▶ **PROMPT**
Show all lines containing "opened" from the data below.

[Records from a data collection]
Issue #14397, opened 2025-07-01
Missing dependency with `uv pip compile` when constraints include `python_full_version`


adamsol:
### Question

A slightly unexpected behaviour occurs when one of the dependencies in `requirements.in` uses a `python_full_version` constraint.

For example, [redis-py](https://github.com/redis/redis-py/blob/master/pyproject.toml) has the following dependency:

```async-timeout>=4.0.3; python_full_version<"3.11.3"```

After running `uv pip compile requirements.in` with Python 3.11.3+ on the following file:

```
redis
```

we only get:

```
redis==6.2.0
    # via -r ../requirements.in
```

Since I'm preparing a requirements file for all Python 3.11+ environments, I'd expect `async-timeout` to also be included here.

It can be argued that the compiled file is correct for the current Python version, but the same happens even with `--universal`.

One solution I've found is to add `--python-version=3.11`, after which the missing dependency is included:

```
async-timeout==5.0.1
    # via redis
redis==6.2.0
    # via -r ../requirements.in
```

Shouldn't `uv pip compile` assume a `.0` patch version for current minor Python version by default?

### Version

uv 0.7.17 (41c218a89 2025-06-29)

charliermarsh:
Hmm, I'm not sure... I mean, we assume that we're compiling for the given Python interpreter, which does _not_ have a patch version of `.0`. I could perhaps see an argument that if `--universal` is provided, we should resolve for a patch version of `.0` as you suggest, but it'd be good to hear another opinion on this (maybe from @konstin or @zanieb).

konstin:
When compiling with `--universal`, we still have to determine a value to consider the minimum version. As `requirements.in`, unlike `pyproject.toml`, don't have a `requires-python` field, we default to the current Python version. 

Fwiw, I would expect and highly recommend users to be on the latest patch version of a Python minor. Newer patch versions are highly compatible (they contain only critical fixes) and avoid issues such as the one that caused this bound (https://github.com/redis/redis-py/issues/2633#issuecomment-1481672064)

notatallshaw-gts:
And just to add to this, I would find that if `uv pip compile` _without_ universal didn't take the current patch version of Python that it would be a breaking change, as `uv pip compile` is modeled after `pip-compile` which uses the current Python installation to resolve.

charliermarsh:
Yeah that's intentionally _not_ implemented. Without universal, we resolve for the current interpreter (which includes its patch).

PR #14405, opened 2025-07-02
Ignore Python patch version for `--universal` pip compile

charliermarsh:
## Summary

The idea here is that if a user runs `uv pip compile --universal`, we should ignore the patch version on the current interpreter. I think this makes sense... `--universal` tries to resolve for all future versions, so it seems a bit odd that we'd start at the _current_ patch version.

Closes https://github.com/astral-sh/uv/issues/14397.


charliermarsh:
I don't expect this to cause any issues for users (though it's _possible_).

▶ **ANSWER AREA**
Issue #14397, opened 2025-07-01
PR #14405, opened 2025-07-02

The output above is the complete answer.